Aim of the exercise ▸
With the material below, print exactly the lines between the line holding "PR #99, opened 2021-07-04" and the line holding "- There is a", inclusive. Add nothing else.

★ ★ ★

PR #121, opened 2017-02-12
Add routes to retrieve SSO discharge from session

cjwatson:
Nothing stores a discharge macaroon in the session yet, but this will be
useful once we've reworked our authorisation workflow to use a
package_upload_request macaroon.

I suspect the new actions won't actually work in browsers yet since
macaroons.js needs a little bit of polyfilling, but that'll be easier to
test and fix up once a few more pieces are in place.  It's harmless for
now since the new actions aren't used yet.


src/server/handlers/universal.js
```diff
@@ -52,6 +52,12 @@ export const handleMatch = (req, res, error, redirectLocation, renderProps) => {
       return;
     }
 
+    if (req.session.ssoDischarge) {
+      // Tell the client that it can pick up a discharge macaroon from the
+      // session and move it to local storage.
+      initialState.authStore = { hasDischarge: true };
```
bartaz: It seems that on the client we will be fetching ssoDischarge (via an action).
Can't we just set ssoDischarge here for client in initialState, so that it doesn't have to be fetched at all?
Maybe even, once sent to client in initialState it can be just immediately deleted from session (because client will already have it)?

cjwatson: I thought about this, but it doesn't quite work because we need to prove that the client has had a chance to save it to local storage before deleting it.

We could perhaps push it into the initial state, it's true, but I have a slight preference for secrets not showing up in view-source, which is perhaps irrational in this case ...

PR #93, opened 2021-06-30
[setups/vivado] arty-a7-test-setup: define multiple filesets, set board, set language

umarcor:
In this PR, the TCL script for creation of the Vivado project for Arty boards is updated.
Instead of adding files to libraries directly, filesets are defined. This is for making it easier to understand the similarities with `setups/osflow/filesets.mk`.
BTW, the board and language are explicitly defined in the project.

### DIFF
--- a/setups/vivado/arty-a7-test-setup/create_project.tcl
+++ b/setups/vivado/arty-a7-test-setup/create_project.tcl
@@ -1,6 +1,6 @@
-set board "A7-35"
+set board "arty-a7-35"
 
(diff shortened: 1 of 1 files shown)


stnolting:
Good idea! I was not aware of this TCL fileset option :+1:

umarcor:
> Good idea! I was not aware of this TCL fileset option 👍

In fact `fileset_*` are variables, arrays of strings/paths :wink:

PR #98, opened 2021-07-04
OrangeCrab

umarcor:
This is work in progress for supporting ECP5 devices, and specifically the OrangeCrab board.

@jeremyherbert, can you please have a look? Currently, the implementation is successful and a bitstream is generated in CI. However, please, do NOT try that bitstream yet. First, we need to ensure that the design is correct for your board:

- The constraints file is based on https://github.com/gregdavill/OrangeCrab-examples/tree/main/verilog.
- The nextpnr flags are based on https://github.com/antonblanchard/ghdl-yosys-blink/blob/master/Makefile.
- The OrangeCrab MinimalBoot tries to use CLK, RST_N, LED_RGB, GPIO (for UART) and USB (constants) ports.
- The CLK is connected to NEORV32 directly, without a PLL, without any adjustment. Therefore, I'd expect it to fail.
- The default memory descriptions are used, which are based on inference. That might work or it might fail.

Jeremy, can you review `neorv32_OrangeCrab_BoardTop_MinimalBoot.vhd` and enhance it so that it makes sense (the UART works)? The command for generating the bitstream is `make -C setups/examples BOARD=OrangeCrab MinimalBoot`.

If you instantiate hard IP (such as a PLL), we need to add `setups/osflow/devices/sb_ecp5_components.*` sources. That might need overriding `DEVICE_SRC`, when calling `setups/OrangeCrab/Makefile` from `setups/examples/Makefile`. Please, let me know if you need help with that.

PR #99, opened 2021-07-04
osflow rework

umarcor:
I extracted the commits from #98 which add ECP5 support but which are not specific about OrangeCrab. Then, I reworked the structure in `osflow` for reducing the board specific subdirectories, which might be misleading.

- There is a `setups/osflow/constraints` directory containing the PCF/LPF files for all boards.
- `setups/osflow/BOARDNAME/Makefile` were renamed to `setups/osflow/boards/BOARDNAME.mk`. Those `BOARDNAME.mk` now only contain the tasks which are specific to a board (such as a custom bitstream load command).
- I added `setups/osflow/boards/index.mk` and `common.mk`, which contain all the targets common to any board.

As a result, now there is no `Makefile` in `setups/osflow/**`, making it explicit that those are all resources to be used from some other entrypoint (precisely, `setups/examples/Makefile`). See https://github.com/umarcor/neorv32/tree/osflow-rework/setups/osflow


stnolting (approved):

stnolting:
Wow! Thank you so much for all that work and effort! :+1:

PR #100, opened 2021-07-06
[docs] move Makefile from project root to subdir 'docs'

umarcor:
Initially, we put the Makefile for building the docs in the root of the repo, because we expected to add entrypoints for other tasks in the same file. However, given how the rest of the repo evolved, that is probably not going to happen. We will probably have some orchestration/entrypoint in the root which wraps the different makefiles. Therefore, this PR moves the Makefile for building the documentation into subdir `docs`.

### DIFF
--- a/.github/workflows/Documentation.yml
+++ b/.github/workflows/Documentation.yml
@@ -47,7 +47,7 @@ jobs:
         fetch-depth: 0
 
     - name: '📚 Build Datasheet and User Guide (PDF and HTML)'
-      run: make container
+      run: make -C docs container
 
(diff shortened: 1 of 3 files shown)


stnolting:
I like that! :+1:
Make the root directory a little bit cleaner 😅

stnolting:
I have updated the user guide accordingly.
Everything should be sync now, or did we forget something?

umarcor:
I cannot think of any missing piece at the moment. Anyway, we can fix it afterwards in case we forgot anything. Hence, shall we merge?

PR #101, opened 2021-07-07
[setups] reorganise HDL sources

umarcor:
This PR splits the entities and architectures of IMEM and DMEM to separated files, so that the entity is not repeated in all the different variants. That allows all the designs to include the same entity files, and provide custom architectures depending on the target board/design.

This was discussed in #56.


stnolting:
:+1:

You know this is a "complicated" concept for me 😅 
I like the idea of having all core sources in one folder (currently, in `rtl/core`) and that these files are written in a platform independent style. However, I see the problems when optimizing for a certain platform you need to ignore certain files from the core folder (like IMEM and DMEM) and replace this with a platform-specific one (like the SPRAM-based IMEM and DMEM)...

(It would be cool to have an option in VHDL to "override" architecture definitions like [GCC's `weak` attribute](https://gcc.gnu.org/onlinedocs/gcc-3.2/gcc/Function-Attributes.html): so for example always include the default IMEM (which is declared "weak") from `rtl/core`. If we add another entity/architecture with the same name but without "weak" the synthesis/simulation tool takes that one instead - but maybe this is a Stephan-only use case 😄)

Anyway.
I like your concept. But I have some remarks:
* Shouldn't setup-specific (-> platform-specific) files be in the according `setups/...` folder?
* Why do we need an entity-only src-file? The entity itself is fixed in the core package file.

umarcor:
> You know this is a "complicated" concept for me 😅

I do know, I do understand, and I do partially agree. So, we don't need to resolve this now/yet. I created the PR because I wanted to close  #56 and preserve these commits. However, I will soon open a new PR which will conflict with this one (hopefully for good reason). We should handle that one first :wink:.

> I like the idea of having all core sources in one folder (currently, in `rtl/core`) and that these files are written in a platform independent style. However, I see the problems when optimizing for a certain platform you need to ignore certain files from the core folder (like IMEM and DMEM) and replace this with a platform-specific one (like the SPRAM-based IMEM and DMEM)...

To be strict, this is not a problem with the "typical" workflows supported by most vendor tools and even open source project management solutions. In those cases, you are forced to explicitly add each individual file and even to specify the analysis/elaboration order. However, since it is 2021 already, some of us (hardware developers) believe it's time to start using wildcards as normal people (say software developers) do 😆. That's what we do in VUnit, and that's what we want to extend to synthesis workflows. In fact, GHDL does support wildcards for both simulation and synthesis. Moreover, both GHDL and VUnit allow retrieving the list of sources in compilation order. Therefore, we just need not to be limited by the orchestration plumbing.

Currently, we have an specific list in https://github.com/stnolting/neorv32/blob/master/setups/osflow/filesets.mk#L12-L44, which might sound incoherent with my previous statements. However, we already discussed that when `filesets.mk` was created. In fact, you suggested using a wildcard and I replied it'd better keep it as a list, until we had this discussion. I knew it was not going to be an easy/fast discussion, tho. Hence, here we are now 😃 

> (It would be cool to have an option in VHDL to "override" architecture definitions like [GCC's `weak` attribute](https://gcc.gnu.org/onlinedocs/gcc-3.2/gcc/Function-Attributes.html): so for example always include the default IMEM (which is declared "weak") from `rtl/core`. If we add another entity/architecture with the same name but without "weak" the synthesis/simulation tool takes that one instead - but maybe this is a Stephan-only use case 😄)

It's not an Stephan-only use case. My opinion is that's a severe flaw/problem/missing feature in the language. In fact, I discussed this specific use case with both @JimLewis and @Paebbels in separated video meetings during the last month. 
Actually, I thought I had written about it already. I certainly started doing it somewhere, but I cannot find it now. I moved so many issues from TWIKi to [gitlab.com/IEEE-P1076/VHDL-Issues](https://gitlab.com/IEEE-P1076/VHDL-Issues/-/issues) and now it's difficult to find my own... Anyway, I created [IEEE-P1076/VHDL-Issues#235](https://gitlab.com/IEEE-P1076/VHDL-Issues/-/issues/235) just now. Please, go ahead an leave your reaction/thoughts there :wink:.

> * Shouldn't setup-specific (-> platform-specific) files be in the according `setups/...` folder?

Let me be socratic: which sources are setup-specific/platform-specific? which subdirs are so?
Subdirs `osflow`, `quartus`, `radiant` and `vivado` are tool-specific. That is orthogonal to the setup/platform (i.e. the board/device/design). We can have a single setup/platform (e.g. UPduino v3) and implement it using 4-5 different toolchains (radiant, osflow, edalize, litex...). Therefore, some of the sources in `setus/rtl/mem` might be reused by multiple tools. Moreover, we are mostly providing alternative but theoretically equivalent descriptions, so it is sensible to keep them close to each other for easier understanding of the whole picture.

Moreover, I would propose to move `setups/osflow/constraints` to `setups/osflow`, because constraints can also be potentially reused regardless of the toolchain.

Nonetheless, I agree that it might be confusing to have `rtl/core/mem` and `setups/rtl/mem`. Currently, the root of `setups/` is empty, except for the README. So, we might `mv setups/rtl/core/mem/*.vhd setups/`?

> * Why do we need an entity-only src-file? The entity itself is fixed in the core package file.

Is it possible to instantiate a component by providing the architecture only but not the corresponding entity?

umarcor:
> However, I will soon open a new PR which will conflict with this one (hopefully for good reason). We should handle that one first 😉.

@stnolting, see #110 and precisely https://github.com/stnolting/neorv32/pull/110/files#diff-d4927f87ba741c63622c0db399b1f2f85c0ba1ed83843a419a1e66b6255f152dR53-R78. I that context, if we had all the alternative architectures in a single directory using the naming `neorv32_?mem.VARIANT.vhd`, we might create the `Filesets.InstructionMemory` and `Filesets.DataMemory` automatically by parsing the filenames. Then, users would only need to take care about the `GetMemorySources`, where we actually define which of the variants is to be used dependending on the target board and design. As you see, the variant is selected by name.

★ ★ ★

Answer below ▸
PR #99, opened 2021-07-04
osflow rework

umarcor:
I extracted the commits from #98 which add ECP5 support but which are not specific about OrangeCrab. Then, I reworked the structure in `osflow` for reducing the board specific subdirectories, which might be misleading.

- There is a `setups/osflow/constraints` directory containing the PCF/LPF files for all boards.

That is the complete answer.